→ Records excerpted from a collection:
= = = = = = =

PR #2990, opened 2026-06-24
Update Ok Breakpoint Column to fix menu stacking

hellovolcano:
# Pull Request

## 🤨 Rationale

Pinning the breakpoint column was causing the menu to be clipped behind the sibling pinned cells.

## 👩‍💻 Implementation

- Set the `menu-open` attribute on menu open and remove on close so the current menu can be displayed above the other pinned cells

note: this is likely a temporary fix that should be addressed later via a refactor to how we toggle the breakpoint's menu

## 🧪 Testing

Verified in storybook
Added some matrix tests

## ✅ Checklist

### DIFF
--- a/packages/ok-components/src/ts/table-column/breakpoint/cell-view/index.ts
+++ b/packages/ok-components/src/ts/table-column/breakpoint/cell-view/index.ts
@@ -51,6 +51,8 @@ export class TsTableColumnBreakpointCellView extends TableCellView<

= = = = = = =

→ YOUR GOAL: Could you print, exactly and with nothing else, the lines from the one containing "other pinned cells" through the last line of the records above?

→ ANSWER BELOW:
- Set the `menu-open` attribute on menu open and remove on close so the current menu can be displayed above the other pinned cells

note: this is likely a temporary fix that should be addressed later via a refactor to how we toggle the breakpoint's menu

## 🧪 Testing

Verified in storybook
Added some matrix tests

## ✅ Checklist

### DIFF
--- a/packages/ok-components/src/ts/table-column/breakpoint/cell-view/index.ts
+++ b/packages/ok-components/src/ts/table-column/breakpoint/cell-view/index.ts
@@ -51,6 +51,8 @@ export class TsTableColumnBreakpointCellView extends TableCellView<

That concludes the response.